Савва начал пожирать Жюли глазами. У неё же случился приступ недержания речи. Она вспомнила 68 год, как они бродили по Латинскому кварталу в предвкушении мировой революции. Неучастие в демонстрациях для студента Сорбонны было не просто моветоном, а распиской в предательстве общих интересов, а они тогда были общие не только у студентов. Она помнила, что с ними тусовались и какие-то фабричные — назревала революционная обстановка, когда снизу не хотят, а сверху не могут.
Наверное, она намекает на мой не совсем юный возраст, подумал распалённый Савва, это мы ещё посмотрим, кто не может.
Потом Жюли рассказала про обед у Пятигорского в Лондоне, когда тот брызгал на еду водой и говорил загадочную фразу на санскрите — телегам дашим, а беглый русский литератор с ВВС повторял: ох, телегу тащим.
Вернусь домой, посмотрю у Кочергиной в словаре, что этот балабол имел ввиду, думал Савва, который, как и большинство его академических коллег не любил развязный артистизм великого буддолога. Его там вроде в кино сняли, вспоминал он рассказы друзей, вот пусть и снимается. И чего людям голову морочит?
Между тем, разговорчивая француженка посмотрела на часы и весело обратилась к Савве, желая удостовериться, что его автомобиль припаркован не очень далеко. Нет у меня машины, обиделся русский учёный. Что ж, поедем на такси, не растерялась предприимчивая ветеранка 68 года. Ещё как поедем, подумал Савва, который позже 11 вечера домой не возвращался.

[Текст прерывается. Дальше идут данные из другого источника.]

PR #5740, opened 2019-09-09
Change Chain ID width to 64 bit

gumb0:
It's decided to specify ChainID as 64-bit value.
https://github.com/ethereum/EIPs/pull/2263

### DIFF
--- a/libaleth-interpreter/VM.cpp
+++ b/libaleth-interpreter/VM.cpp
@@ -1160,7 +1160,7 @@ void VM::interpretCases()
 
             updateIOGas();
 
-            m_SPP[0] = fromEvmC(getTxContext().chain_id);
+            m_SPP[0] = getTxContext().chain_id;
         }
         NEXT
 
--- a/libethereum/ChainParams.cpp
+++ b/libethereum/ChainParams.cpp
@@ -115,7 +115,7 @@ ChainParams ChainParams::loadConfig(
     setOptionalU256Parameter(cp.durationLimit, c_durationLimit);
 
     if (params.count(c_chainID))
-        cp.chainID = int(fromBigEndian<u256>(fromHex(params.at(c_chainID).get_str())));
+        cp.chainID = uint64_t(fromBigEndian<u256>(fromHex(params.at(c_chainID).get_str())));
     if (params.count(c_networkID))
         cp.networkID = int(fromBigEndian<u256>(fromHex(params.at(c_networkID).get_str())));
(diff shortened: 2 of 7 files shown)


libethereum/ChainParams.cpp
```diff
@@ -115,7 +115,7 @@ ChainParams ChainParams::loadConfig(
     setOptionalU256Parameter(cp.durationLimit, c_durationLimit);
 
     if (params.count(c_chainID))
-        cp.chainID = int(fromBigEndian<u256>(fromHex(params.at(c_chainID).get_str())));
+        cp.chainID = uint64_t(fromBigEndian<u256>(fromHex(params.at(c_chainID).get_str())));
```
halfalicious: Should we maybe do a static_cast instead (since static_casts are both easier to visually identify in code and to search for)?

libaleth-interpreter/VM.cpp
```diff
@@ -1160,7 +1160,7 @@ void VM::interpretCases()
 
             updateIOGas();
 
-            m_SPP[0] = fromEvmC(getTxContext().chain_id);
+            m_SPP[0] = getTxContext().chain_id;
```
halfalicious: How come we don't have to do the big endian conversion anymore?

halfalicious:
Should we also update ETHash e.g. ETHash::verifyTransaction: https://github.com/ethereum/aleth/blob/0faec9d18e09459462f392d710b1c0d7f5008d5f/libethashseal/Ethash.cpp#L135

libethereum/ChainParams.cpp
gumb0: Yes, I just did the same as surrounding code, but I'll change it.

libaleth-interpreter/VM.cpp
gumb0: `chain_id` changed in evmc, now it's `uint64_t` (in native system endianness) and it can be converted implicitly to `u256`

gumb0:
@halfalicious  The logic around Chain ID in the transaction is out of scope of EIP-1344, it's specced in the older EIP-155, that's why I didn't touch those parts. 

EIP-155 doesn't specify the type though, and obviously it should be the same everywhere, so now I think it's a good idea to change it in `TransactionBase`, too.

gumb0:
@halfalicious changes in `TransactionBase` require a bit of refactoring, so I'll better submit them in a separate PR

Около двух они вышли в метель. На Жюли была парка, отороченная лисьим мехом, огромный собачий малахай и сапоги для полярных исследований. В руках у неё было несколько сумок (день в Москве был потрачен не напрасно), Савве она поручила нести маленькую эмалированную ванну. Бедный учёный вытянул вперёд свободную от ванны руку, и тут же из белого хаоса выскочила машина неизвестной ему марки. Ехать надо было в сторону Замоскворечья, где Жюли остановилась у своей московской коллеги. Помнила она только, что улица называлась Полянкой, а рядом был магазин, где торговали вином.
Шофёр крякнул, дал газ, и они рванули в пургу. До Полянки добрались быстро, но дальнейшие поиски заняли около часа.
— Сколько, — спросил Савва матерящегося шофёра, когда Жюли вылезла из машины.
— Тремя сотнями, может, и отделаешься, мужик, — угрожающе сказал шофёр.
Савва дал две, больше у него не было ни с собой, ни вообще, хотя новый премьер и обещал повысить бюджетникам. Жюли растерянно стояла перед железной дверью.
— Она зачем-то не открывается, — пожаловалась она Савве.
Тот накануне часового пешего марш-броска по ночной Москве и недельной голодовки, уже ничему не удивлялся.
— Наверное, тут код, — сказал он.
— Я не знаю кода, — лукаво ответила Жюли.
Не тащить же её пешком через весь город с этой ванной в грязную конуру старого холостяка, подумал Савва, размахнулся и долбанул по двери ванной. Дверь взвизгнула и раскрылась. Жюли вздохнула и вошла в дверь.
— Будете в Париже, непременно звоните.
— Всенепременно, — ответил Савва и шагнул в ночь.
Домой он пришёл под утро, вынул санскритско-русский словарь и через некоторое время расшифровал мантру лондонского изгнанника — te lekham dasyami — Тебе, Боже, воздаю. С жиру бесятся сволочи, подумал он, ложась в холодную кровать. Кушать уже хотелось довольно сильно.